Description
This article describes how to identify the current FortiGuard packages version that being used by all the managed devices.
Example:
The AntiVirus engine version, IPS engine version, ISDB version and etc.
Scope
FortiManager 7.2 & FortiGate.
Solution
1) In order for FortiManager to obtain and store the managed device's package version information like FortiGate, it is mandatory for FortiGate to point to FortiManager for the update request with server-type 'update'.

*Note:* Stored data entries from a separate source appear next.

PR #15913, opened 2023-05-28
fix(QFile): incomplete union type in QRejectedEntry['failedPropValida…

timarito:
The `processFiles` function in ui/src/composables/private/use-file.js can reject 7 different props ("accept" | "max-file-size" | "max-total-size" | "filter" | "max-files" | "duplicate"), but only 4 declared in types. This fix amends the `QRejectedEntry["failedPropValidation"]` type to match the actual behavior


rstoenescu:
Thanks for contributing!

PR #15945, opened 2023-06-05
feat: Improve quasarConfOptions, generate types for it, improve docs (fix: #14069)

### LINKED ISSUE #14069: Update `quasarConfOptions` and generate TS types for it
See this comment: https://github.com/quasarframework/quasar/commit/e3b54bc978514349df512f271d4fd0689ae8fd04#r79469945

We need to update `quasarConfOptions` to allow non-object types to be assigned. `Ripple` can take `boolean | ...`, `Dark` can take `boolean | "auto"`, but unlike some other top-level types such as `props`, `quasarConfOptions` doesn't allow `type`, making it impossible to document properly ATM. After updating the JSON API system to make this possible, we should also update the JSON API files for the related directives/plugins by adding the possible value types.

After achieving the point above, we can start generating TS types for `quasarConfOptions` like we are doing with some other top-level properties. Then, we can import these types from the `quasar` package into `app-vite` and `app-webpack` to keep the type definitions in sync.

yusufkandemir:

- Feature
- Documentation
- Refactor

- No

**Other information:**
Resolves #14069.

Previously undocumented non-object configuration example(Dark plugin):
image
Previously undocumented "plugin-like" examples:
image
image

Config-only installation cards use the title "Configuration" for improved clarity.

We are now generating and exporting a new type called `QuasarUIConfiguration` from `quasar` that holds the configurable options. That type will now be used by the `config` key of the Vue plugin installation, so Vite plugin/Vue CLI users will get config type-safety now. app-vite and app-webpack will use this type for quasar.config file types, so the types will always be in-sync without effort, and be compatible with the UI package version used in the app.

### DIFF
--- a/app-vite/types/configuration/framework-conf.d.ts
+++ b/app-vite/types/configuration/framework-conf.d.ts
@@ -2,113 +2,11 @@ import {
   QuasarIconSets,
   QuasarLanguageCodes,
   QuasarPluginOptions,
+  QuasarUIConfiguration,
 } from "quasar";
-import { Component } from "vue";
-
-interface QuasarMobileFrameworkInnerConfiguration {
-  iosStatusBarPadding: boolean;
-  backButton: boolean;
-  backButtonExit: boolean | "*" | string[];
-}
-
-interface RippleQuasarConf {
-  early?: boolean;
-  stop?: boolean;
-  center?: boolean;
-  color?: string;
-  keyCodes?: number[] | number;
-}
-
-type VueClassObjectProp = {
-  [value: string]: any
-}
-
-type VueClassProp =
-  | string
-  | Array<VueClassProp>
-  | VueClassObjectProp;
-
-type VueStyleObjectProp = Partial<CSSStyleDeclaration>;
-
-type VueStyleProp =
-  | string
-  | Array<VueStyleProp>
-  | VueStyleObjectProp;
-
-interface QuasarFrameworkInnerConfiguration {
-  brand?: {
-    primary?: string;
-    secondary?: string;
-    accent?: string;
-    dark?: string;
-    positive?: string;
-    negative?: string;
-    info?: string;
-    warning?: string;
-  };
-  capacitor?: QuasarMobileFrameworkInnerConfiguration;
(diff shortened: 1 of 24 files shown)


rstoenescu:
Great work!

dmnkrthrt:
@rstoenescu & @yusufkandemir 

What's the purpose of removing `hijackFilter()` from QLoadingBarOptions? How do I skip routes from a QLoadingBar now? Your docs still mention `hijackFilter()` in `LoadingBar.setDefaults()`.

Thank you.

yusufkandemir:
@dmnkrthrt as `hijackFilter` is a function, it can't be serialized, so it can't be accepted from quasar.config file. However, as you correctly pointed out, it's possible to set it through `LoadingBar.setDefaults()`. It's also possible to set it through the Quasar plugin options(_`app.use(Quasar, { ... })`_) when using flavors other than Quasar CLI. So, the type should only be disallowed in quasar.config file. Thanks for raising awareness, I'll address this.

dmnkrthrt:
@yusufkandemir you wrote it's possible to set it via `LoadingBar.setDefaults()` - but I can't confirm that (and that's exactly my issue). See vue-tsc output:

`error TS2345: Argument of type '{ color: string; size: string; hijackFilter(url: string): boolean; }' is not assignable to parameter of type 'QLoadingBarOptions'.
  Object literal may only specify known properties, and 'hijackFilter' does not exist in type 'QLoadingBarOptions'.`

Using `app.use(...config: { loadingBar: ... })` results in another TS error:

`error TS2769: No overload matches this call.
  Overload 1 of 2, '(plugin: Plugin<[options: Partial<QuasarPluginOptions>]>, options: Partial<QuasarPluginOptions>): App<Element>', gave the following error.
    Type '{ loadingBar: { color: string; size: string; hijackFilter(url: string): boolean; }; }' is not assignable to type 'QuasarUIConfiguration'.`

yusufkandemir:
@dmnkrthrt I meant from a functionality perspective. If you bypass the type errors, you will see that it works correctly.

I included a fix in #16049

For the configuration guide, refer to the following article:
2) Log into FortiManager GUI -> FortiGuard -> Package Management -> Service Status, select All 'ADOMs' and select By Package button.
Example as follows:
3) To see more granular information such as per package per version per device, it is possible to 'double-click' on the column Installed Devices on that target package information which will lead to another page to list out all the currently running versions for that target package with all the corresponding devices.
For example here, look at the AV Engine package 06004000AVEN02800 which all of the current running AntiVirus Engine versions will be listed.
With all the listed version information as a reference, it is possible to plan to upgrade accordingly to the target version to fix certain CVEs or vulnerabilities on the vulnerable AntiVirus engine.
For example, CVE-2022-26122 will require the AntiVirus engine to be upgraded to version 6.00169 or above.